PROBLEM TO SOLVE – Copy out every record that follows, word for word.
··· DATA ···
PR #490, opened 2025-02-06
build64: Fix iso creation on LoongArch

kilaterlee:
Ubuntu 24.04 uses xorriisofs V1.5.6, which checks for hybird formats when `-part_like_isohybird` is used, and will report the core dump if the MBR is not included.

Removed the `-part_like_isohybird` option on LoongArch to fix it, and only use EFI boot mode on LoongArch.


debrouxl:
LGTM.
···
TASK SOLUTION –
PR #490, opened 2025-02-06
build64: Fix iso creation on LoongArch

kilaterlee:
Ubuntu 24.04 uses xorriisofs V1.5.6, which checks for hybird formats when `-part_like_isohybird` is used, and will report the core dump if the MBR is not included.

Removed the `-part_like_isohybird` option on LoongArch to fix it, and only use EFI boot mode on LoongArch.


debrouxl:
LGTM.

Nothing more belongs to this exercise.